Monitoring and Alerting
| Metric | Source | Alert Threshold |
|---|---|---|
| PDU load (amps per phase) | PDU SNMP | > 80% of circuit rating |
| UPS battery charge | UPS SNMP | < 80% charge |
| UPS on battery | UPS SNMP | Any event (immediate alert) |
| Inlet temperature | Rack sensor | > 27°C warn, > 32°C critical |
| Humidity | Room sensor | < 20% or > 80% RH |
Feed these into Prometheus via SNMP Exporter and create Grafana dashboards for the facilities team.
Considerations
- Power efficiency: Select 80+ Titanium PSUs (96% efficiency at 50% load) to reduce waste heat and operating cost.

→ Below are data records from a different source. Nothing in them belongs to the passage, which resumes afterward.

PR #930, opened 2024-04-24
Add failed SIPs/PIPs buckets

jraddaoui:
If there is an error before the SIP is sent to preservation, copy the
downloaded SIP file to a failed SIPs bucket. If there is an error on
preservation, send a copy of the PIP to a failed PIPs bucket, with all
the transformations made before it was sent to preservation.

- Add failed buckets configuration.
- Use temporal-activities/bucketupload registered with two different
  names for each failed bucket.
- Modify Kubernetes jobs to set up and re-create buckets.

Refs #929.

### DIFF
--- a/cmd/enduro-am-worker/main.go
+++ b/cmd/enduro-am-worker/main.go
@@ -18,6 +18,7 @@ import (
 	"github.com/artefactual-sdps/temporal-activities/archivezip"
 	"github.com/artefactual-sdps/temporal-activities/bagcreate"
 	"github.com/artefactual-sdps/temporal-activities/bagvalidate"
+	"github.com/artefactual-sdps/temporal-activities/bucketupload"
 	"github.com/artefactual-sdps/temporal-activities/removepaths"
 	"github.com/hashicorp/go-cleanhttp"
 	"github.com/jonboulle/clockwork"
@@ -25,6 +26,7 @@ import (
 	"github.com/prometheus/client_golang/prometheus/promhttp"
 	"github.com/spf13/pflag"
 	"go.artefactual.dev/amclient"
+	"go.artefactual.dev/tools/bucket"
 	"go.artefactual.dev/tools/log"
 	temporal_tools "go.artefactual.dev/tools/temporal"
 	"go.opentelemetry.io/contrib/instrumentation/net/http/httptrace/otelhttptrace"
@@ -200,6 +202,22 @@ func main() {
 		}
 	}()
 
+	// Set-up failed SIPs bucket.
+	failedSIPs, err := bucket.NewWithConfig(ctx, &cfg.FailedSIPs)
+	if err != nil {
+		logger.Error(err, "Error setting up failed SIPs bucket.")
+		os.Exit(1)
+	}
+	defer failedSIPs.Close()
+
+	// Set-up failed PIPs bucket.
+	failedPIPs, err := bucket.NewWithConfig(ctx, &cfg.FailedPIPs)
+	if err != nil {
+		logger.Error(err, "Error setting up failed PIPs bucket.")
+		os.Exit(1)
+	}
+	defer failedPIPs.Close()
+
 	var g run.Group
 
 	// Activity worker.
@@ -302,6 +320,14 @@ func main() {
 		w.RegisterActivityWithOptions(
 			removepaths.New().Execute,
 			temporalsdk_activity.RegisterOptions{Name: removepaths.Name},
+		)
+		w.RegisterActivityWithOptions(
+			bucketupload.New(failedSIPs).Execute,
+			temporalsdk_activity.RegisterOptions{Name: activities.SendToFailedSIPsName},
+		)
+		w.RegisterActivityWithOptions(
+			bucketupload.New(failedPIPs).Execute,
+			temporalsdk_activity.RegisterOptions{Name: activities.SendToFailedPIPsName},
 		)
 
 		g.Add(
--- a/internal/workflow/processing.go
+++ b/internal/workflow/processing.go
@@ -18,6 +18,7 @@ import (
 	"github.com/artefactual-sdps/temporal-activities/archivezip"
 	"github.com/artefactual-sdps/temporal-activities/bagcreate"
 	"github.com/artefactual-sdps/temporal-activities/bagvalidate"
+	"github.com/artefactual-sdps/temporal-activities/bucketupload"
 	"github.com/artefactual-sdps/temporal-activities/removepaths"
 	"github.com/google/uuid"
 	"go.artefactual.dev/tools/ref"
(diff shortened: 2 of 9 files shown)


cmd/enduro-am-worker/main.go
```diff
@@ -172,6 +174,36 @@ func main() {
...
+		fl, err := storage.NewInternalLocation(&cfg.FailedTransfers)
+		if err != nil {
+			logger.Error(err, "Error setting up failed transfers location.")
+			os.Exit(1)
+		}
+		ft, err = fl.OpenBucket(ctx)
+		if err != nil {
+			logger.Error(err, "Error getting failed transfers bucket.")
+			os.Exit(1)
+		}
```
sevein, line 189: Remember to close them if err == nil!

internal/workflow/processing_test.go
```diff
@@ -1061,3 +1072,400 @@ func (s *ProcessingWorkflowTestSuite) TestPreprocessingChildWorkflow() {
 	s.True(s.env.IsWorkflowCompleted())
 	s.NoError(s.env.GetWorkflowResult(nil))
 }
+
```
jraddaoui, line 1075: I tried to parameterize these tests, just using a for loop and calling `s.SetupWorkflowTest(cfg)` on each loop. I think that may be enough, but it makes it hard to debug the tests individually.

Since the duplication in these workflow tests is already an issue, it may be better that we try to improve it all together in a different PR.

internal/workflow/processing.go
```diff
@@ -110,6 +111,13 @@ type TransferInfo struct {
 	// It is populated by the workflow request.
 	GlobalTaskQueue       string
 	PreservationTaskQueue string
+
+	// Send to failed variables used to keep track of the SIP
+	// location, if it requires zipping (a3m PIP) and what activity
+	// needs to be called to be uploaded to the expected bucket.
+	SendToFailedPath         string
```
djjuhasz: I think it would be better to try and make this field more general to try and avoid variable proliferation. Maybe something like "WorkingDir" to indicate where the current working version of the package is located?

internal/workflow/processing.go
```diff
@@ -110,6 +111,13 @@ type TransferInfo struct {
...
+	SendToFailedActivityName string
```
djjuhasz: It's not necessary in this PR, but I think in the future we'd benefit from breaking `tinfo` into a couple of smaller structs: `sip` for metadata about the original package submitted to Enduro, and `pip` for the modified package metadata.  The pip should be linked back to the sip somehow (by UUID?).  I think `tinfo` is doing too much right now and doesn't distinguish between fields we need early (e.g. the bucket and key of the original SIP) from those we need later (e.g. the current location of the PIP).

internal/workflow/processing.go
```diff
@@ -110,6 +111,13 @@ type TransferInfo struct {
...
+	SendToFailedNeedsZipping bool
```
djjuhasz: Again, I think it would be better to make this field more general, like "IsZipped".  The cleanup code can then decide if the SIP/PIP needs to be zipped based on the "IsZipped" field.

internal/workflow/processing.go
```diff
@@ -327,9 +335,43 @@ func (w *ProcessingWorkflow) SessionHandler(
 	sessCtx temporalsdk_workflow.Context,
 	attempt int,
 	tinfo *TransferInfo,
-) error {
+) (e error) {
 	var cleanup cleanupRegistry
-	defer w.sessionCleanup(sessCtx, &cleanup)
+	defer func() {
+		if e != nil && tinfo.SendToFailedActivityName != "" && tinfo.SendToFailedPath != "" {
```
djjuhasz: I'd like to see this all moved into two named methods to avoid the cognitive load of reading all this logic in-line in the workflow. E.g. "zipPackage()" (would be no-op if it's already zipped) and "moveFailedPackage()".

internal/workflow/processing.go
```diff
@@ -327,9 +335,43 @@ func (w *ProcessingWorkflow) SessionHandler(
...
+					Key:        fmt.Sprintf("Failed_%s", tinfo.req.Key),
+					BufferSize: 100_000_000,
+				},
+			).Get(activityOpts, &sendToFailedResult)
+			if err != nil {
+				e = errors.Join(e, err)
+			}
+		}
+
+		w.sessionCleanup(sessCtx, &cleanup)
```
djjuhasz, line 350: Should we be deleting a failed SIP from the "sip" bucket after uploading a copy to the "failed SIPs" bucket?  Should we be moving the SIP *and* PIP to failed buckets if the workflow fails after PIP creation?

djjuhasz (approved):
Thanks @jraddaoui, this looks good to me and I don't see any blockers.  I did make a few comments about how we might want to manage `tinfo` going forward.  I also had a couple of questions about how we manage SIPs in the "sips" bucket.

internal/workflow/processing.go
djjuhasz: Should we be removing SIPs from the "sips" bucket when the workflow succeeds too?  I can see "sips" getting very full over time. :thinking:

internal/workflow/processing.go
jraddaoui: But that will change over the workflow and I want to upload the original downloaded SIP (for the failed SIP).

internal/workflow/processing.go
jraddaoui: I agree, I thought about moving the three vars to a new struct, but didn't see a lot of benefits without a bigger restructure.

internal/workflow/processing.go
jraddaoui: We have an `isDir` variable that I initially re-used for this. The issue was in preprocessing, where `isDir` is set to true even if it "fails". When preprocessing fails, we still want to upload the original so I ended with an ugly condition to avoid zipping in that case.

It's important to differentiate the current status of the package vs. the moment we want to use to upload to the failed bucket, that's why I added the new variables.

internal/workflow/processing.go
jraddaoui: Okay, would a single method be better? That would be even less cognitive load, no need to know if it requires zipping or not.

internal/workflow/processing.go
jraddaoui: Good questions about the failed scenarios, I'll bring that to the team as follow up work to discuss. On success, we have a delete originals activity that deletes the original SIP. It's based on the retention period configuration from the watcher, I think we just don't set that config in the dev. env. so they never get deleted.

internal/workflow/processing.go
jraddaoui: In the end I did move them to their own struct, something that I could pass directly to the new method.

internal/workflow/processing.go
jraddaoui: Addressed in [668d564](https://github.com/artefactual-sdps/enduro/pull/930/commits/668d5642becfe00656bf02171f9fee91c3a864d4).

internal/workflow/processing_test.go
djjuhasz: Yeah, the processing workflow tests are long and repetitive.

djjuhasz (approved):
Thanks @jraddaoui, LGTM. :+1:

internal/workflow/processing.go
djjuhasz: Nice! :)

internal/workflow/processing.go
djjuhasz: Thank you! :grin:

- Phase balancing: Distribute server power supplies across phases evenly to avoid phase imbalance on three-phase circuits.
- Cable management: Use color-coded power cables (red for Feed A, blue for Feed B) to prevent accidental disconnection of the wrong feed. See Cabling Standards.
- Maintenance windows: UPS battery replacement and PDU firmware updates require planned maintenance. Schedule during low-traffic periods and verify 2N redundancy before taking either feed offline.
- Capacity planning: Track actual power draw per rack monthly. If any rack exceeds 70% of circuit capacity, plan expansion before hitting the 80% derate limit.